Wavelet Coefficient Normalization?
Krishnanand Balasundaram
I was reading through the CWT guide and it was very useful in understanding the functionality of wavelets. I however did not know if the energy that the CWT coefficients capture is normalized or not.
I am currently using the cwt to transform a normalized signal (i.e. the energy of the signal in the time domain is 1). I would like to know if the energy in the wavelet domain is automatically normalized by the CWT command?
If not, how would I go about normalizing the cwt coefficients produced.
Regards,
Krish
Wayne King
Hi Krish, No it is not. But you can use wscalogram with the CWT coefficient matrix to get a matrix in which the (i,j)-th entry is the percentage of energy the (i,j)-th CWT coefficient contributes to the total energy in the CWT coefficient matrix.
However, that is not the percentage of energy that wavelet coefficient contributes to the energy of the input signal.
Wayne
Krishnanand Balasundaram
Thanks Wayne,
Is there a way to normalize the coefficients on a scale by scale basis as well?
Regards,
Krish
Krishnanand Balasundaram
Another question to add on to this is I would like to know how I would go about finding the scale and time regions which contains a certain percentage of the energy (i.e. the threshold value which contains 90% of the total energy of the cwt coefficients)
Regards,
Krish
Wayne King
Hi Krish, you can do something like this:
t = linspace(0,1,1e3);
x = cos(2*pi*50*t).*(t<0.5)+cos(2*pi*200*t).*(t>0.5)+0.5*randn(size(t));
scales = 2:.1:30;
cfs = cwt(x,scales,'morl');
energy = sqrt(sum(abs(cfs).^2,2));
percentage = 100*energy/sum(energy);
plot(scales,percentage,'.-r');
hold on;
% Detect the scale of greatest energy.
[maxpercent,maxScaleIDX] = max(percentage)
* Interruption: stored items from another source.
PR #1326, opened 2023-09-09
Search in descriptions of courses if applicable

GoldinGuy:
A common pain point I've heard about Coursetable is that the search doesn't include content within course descriptions. In theory, this one line of code should add that.

### DIFF
--- a/frontend/src/contexts/searchContext.tsx
+++ b/frontend/src/contexts/searchContext.tsx
@@ -1,137 +1,137 @@
-import _ from 'lodash';
-import posthog from 'posthog-js';
+import _ from "lodash";
+import posthog from "posthog-js";
 import React, {
-  createContext,
-  useCallback,
-  useContext,
-  useEffect,
-  useMemo,
-  useState,
-} from 'react';
-import { GroupedOptionsType, OptionsType } from 'react-select/src/types';
+	createContext,
+	useCallback,
+	useContext,
+	useEffect,
+	useMemo,
+	useState,
+} from "react";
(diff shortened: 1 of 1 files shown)


frontend/src/contexts/searchContext.tsx
```diff
@@ -148,907 +148,908 @@ SearchContext.displayName = 'SearchContext';
...
+					listing.number.toLowerCase().startsWith(token) ||
+					// for course numbers that start with a letter
+					// (checked by if .toLowerCase() is not equal to .toUpperCase(), see https://stackoverflow.com/a/32567789/5540324),
+					// exclude this letter when comparing with the search token
+					(numberFirstChar.toLowerCase() !== numberFirstChar.toUpperCase() &&
+						listing.number
+							.toLowerCase()
+							.startsWith(numberFirstChar.toLowerCase() + token)) ||
+					listing.title.toLowerCase().includes(token) ||
+					listing.description?.toLowerCase()?.includes(token) ||
```
thepolitic, line 728: this is the line we want, right? Would it be possible to just commit this without the rest of the formatting changes? and maybe add it as a button with toggle on (if not I/someone else can work on doing that, shouldn't be hard).

bearsyankees, line 728: this is the line we want, right? Would it be possible to just commit this without the rest of the formatting changes? and maybe add it as a button with toggle on (if not I/someone else can work on doing that, shouldn't be hard).

bearsyankees (changes requested):
looks solid just change formatting ideally and maybe integrate to button (or someone/i can)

plot(scales(maxScaleIDX),maxpercent,'k^','markerfacecolor',[0 0 0])
Wayne
Krishnanand Balasundaram
Thanks again Wayne,
One last question with this is that we now have the percentage of energy per scale. What if I want to find which scales provide me with 90% of the energy?
Do you have any thoughts on how we could go about finding this automatically?
My initial guess would be to sort the percentage variable in descending order and continuously sum until we obtain 90% of the power. We will then know the scale ranges for which contains 90% of the energy.
Regards,
Krish
Wayne King
Hi Krish, That would work, although either way you sort (ascending or descending), you can easily end up jumping over 90% by just adding one scale.
If you have access to the R2011a prerelease, there are new routines for a Fourier-transform based CWT and inverse CWT based on a 1998 paper by Torrence and Compo.
The routines are cwtft.m and icwtft.m. The 11a release will be out soon so you can wait for that. At any rate, for the supported wavelets, the normalization constants are known so that you can reconstruct a signal approximation based on select scales. In other words, you use the CWT to identify the scales of interest and then you can invert based only on those scales. This gives you a time- and scale-localized approximation to your signal.
Wayne
Yoshiki
I've encountered this problem. Heads up to the Mathworks guys that they should explicitly mention that the results are not normalized. The easiest way to normalize the results is to take the coefficients that result from the transformation and multiply them by a weighting function. The weighting function is a function of the scale and depends on the wavelet you are using, it usually is 1/sqrt(a) where a is the scale. After doing this, you can plot the results with mesh.